→ **Supplied material**
PR #333, opened 2025-07-31
Support subclass fields in dataclass_array_container

alexfikl:
`get_annotations` only gets annotations from the current class, but not from any subclasses. This extends that by going through the MRO (in reverse) and gathering all of them up.

Context: `boxtree.Tree` inherits from `boxtree.TreeOfBoxes` and this wouldn't recognize the fields from `TreeOfBoxes`, which are still in the list returned by `fields(Tree)`.

### DIFF
--- a/arraycontext/container/dataclass.py
+++ b/arraycontext/container/dataclass.py
@@ -163,14 +163,16 @@ def _get_annotated_fields(cls: type) -> Sequence[_Field]:
     from inspect import get_annotations
 
     result = []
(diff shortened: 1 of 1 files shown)


inducer:
Thanks! Added a test of sorts, plus some other coincidental typing stuff.

alexfikl:
> Thanks! Added a test of sorts, plus some other coincidental typing stuff.

Thanks for adding the test!

PR #335, opened 2025-08-26
Array(Protocol): rename __getitem__ parameter

matthiasdiener:
Context: Attempt to fix bpr in https://github.com/inducer/grudge/pull/380/

### DIFF
--- a/arraycontext/typing.py
+++ b/arraycontext/typing.py
@@ -153,7 +153,7 @@ class Array(Protocol):
     # If you'd  like to see how, try changing the Any to
     # AxisIndex = slice | int | "Array"
     # Index = AxisIndex |tuple[AxisIndex]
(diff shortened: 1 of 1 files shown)


arraycontext/typing.py
```diff
@@ -153,7 +153,7 @@ def dtype(self) -> np.dtype[Any]:
     # If you'd  like to see how, try changing the Any to
     # AxisIndex = slice | int | "Array"
     # Index = AxisIndex |tuple[AxisIndex]
-    def __getitem__(self, index: Any) -> Array:  # pyright: ignore[reportAny]
+    def __getitem__(self, key: Any) -> Array:  # pyright: ignore[reportAny]
```
inducer, line 156:
```suggestion
    def __getitem__(self, /, key: object) -> Array:
```
?

PR #1207, opened 2026-04-08
Fix tentacle hostname resolution on non-domain-joined machines

wlthomson:
# Background

A customer running the Windows Tentacle container in ECS on EC2 reported that their Tentacle was being registered in
Octopus with an invalid URL. They had configured `PublicHostNameConfiguration=FQDN` so the container would register
using its internal EC2 DNS hostname (e.g. `ip-xxx-xx-x-x.ec2.internal`). This seems to be the right configuration when the Octopus server and the ECS task are in the same VPC, so should be supported.

Fixes HPY-1292

# Results

The `configure-tentacle.ps1` script constructs the FQDN by concatenating `DNSHostName` and `Domain`. On a domain-joined machine this is correct (`DNSHostName` is the short name and `Domain `is the DNS suffix). However, on a non-domain-joined machine like an EC2 instance, `DNSHostName` is already fully qualified and `Domain` is empty.

This PR adds a conditional to check if `DNSHostName `already contains a dot or `Domain` is empty before attempting to join them.

# How to review this PR

- Main risk here is regressions. The conditional is intentionally restrictive to reduce the risk of changing desired existing behaviour, but the risk is still there.

Quality :heavy_check_mark:

- Unit testing this area is difficult, and adding an integration test for this use-case feels a bit disproportionate.
- If there are concerns, I can do some manual testing against a real EC2 instance (but again, time cost is high vs. the value of this change).

# Pre-requisites

### DIFF
--- a/docker/windows/Scripts/configure-tentacle.ps1
+++ b/docker/windows/Scripts/configure-tentacle.ps1
@@ -60,7 +60,14 @@ function Get-PublicHostName
   elseif ($publicHostNameConfiguration -eq "FQDN")
   {
     $computer = Get-CimInstance win32_computersystem
-    $publicHostName = "$($computer.DNSHostName).$($computer.Domain)"
+    # On domain-joined machines, DNSHostName is the short name and Domain is the DNS suffix.
+    # On non-domain-joined machines (e.g. EC2), DNSHostName is already fully qualified and
+    # Domain is empty or a non-DNS workgroup name, so use DNSHostName as-is.
+    if ($computer.DNSHostName.Contains('.') -or [string]::IsNullOrEmpty($computer.Domain)) {
+      $publicHostName = $computer.DNSHostName
+    } else {
+      $publicHostName = "$($computer.DNSHostName).$($computer.Domain)"
+    }
   }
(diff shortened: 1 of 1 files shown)


docker/windows/Scripts/configure-tentacle.ps1
```diff
@@ -60,7 +60,14 @@ function Get-PublicHostName
   elseif ($publicHostNameConfiguration -eq "FQDN")
   {
     $computer = Get-CimInstance win32_computersystem
-    $publicHostName = "$($computer.DNSHostName).$($computer.Domain)"
+    # On domain-joined machines, DNSHostName is the short name and Domain is the DNS suffix.
```
hnrkndrssn, line 63: Do we also need to make sure the Linux equivalent script functions correctly?

Currently it executes `hostname --fqdn` to get the FQDN host name.

wlthomson: From my understanding, linux should be fine as `hostname` returns the complete FQDN. This problem arises from having to manually construct it on Windows from concatenation of two separate fields (from `Win32_ComputerSystem`).

hnrkndrssn (approved):

PR #1215, opened 2026-04-30
If the test process wont die, don't fail the build just ignore it and proceed

LukeButters:
# Background

Fixes: EFT-3259
**AI summary:**
  The [ShutdownDotNetAfterServerBuildAttribute] runs dotnet build-server shutdown after every build. On the Windows 2012 build agent this process hangs, causing Nuke to throw an unhandled
  exception and exit with code 255 — even when all tests pass.

  macOS build agents are persistent (non-ephemeral) so the shutdown is still needed there to prevent compiler server processes accumulating between builds. Windows and Linux agents are
  ephemeral so processes are cleaned up when the agent tears down.

  Replaces the attribute with an OnBuildFinished override that calls DotNetBuildServerShutdown() on macOS only.

This should fix the issue seen at:

https://build.octopushq.com/buildConfiguration/TeamFireAndMotion_OctopusTentacle_TentacleVLatest_net80_IntegrationTestNet80onWindows2012net48service/22113648?buildTab=tests

where all the tests pass but we could not shutdown correctly.

# Results

Fixes https://github.com/OctopusDeploy/OctopusTentacle/issues/... _(optional public issue)_

## After

# How to review this PR

Quality :heavy_check_mark:

# Pre-requisites

### DIFF
--- a/build/Build.cs
+++ b/build/Build.cs
@@ -19,6 +19,10 @@ using Nuke.Common.Utilities.Collections;
 using Serilog;
 using static Nuke.Common.Tools.DotNet.DotNetTasks;
 
+// macOS build agents are persistent (non-ephemeral), so compiler server processes must be cleaned up between builds.
+#if MACOS
+[ShutdownDotNetAfterServerBuild]
+#endif
 partial class Build : NukeBuild
 {
     /// Support plugins are available for:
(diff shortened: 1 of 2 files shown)


LukeButters:
Will verify that the build servers are ephemeral, if they are not lets make them ephemeral then merge.

build/Build.cs
```diff
@@ -19,7 +19,10 @@
 using Serilog;
 using static Nuke.Common.Tools.DotNet.DotNetTasks;
 
+// macOS build agents are persistent (non-ephemeral), so compiler server processes may need to be cleaned up between builds.
```
LukeButters, line 22: Other agents are ephemeral so we wont need this on them.

Also we don't do this on octopus.

xwipeoutx (approved):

→ **Task prompt**
Scan the data above and copy each line containing the word "with".

→ **Task result**
Octopus with an invalid URL. They had configured `PublicHostNameConfiguration=FQDN` so the container would register
  exception and exit with code 255 — even when all tests pass.
  Replaces the attribute with an OnBuildFinished override that calls DotNetBuildServerShutdown() on macOS only.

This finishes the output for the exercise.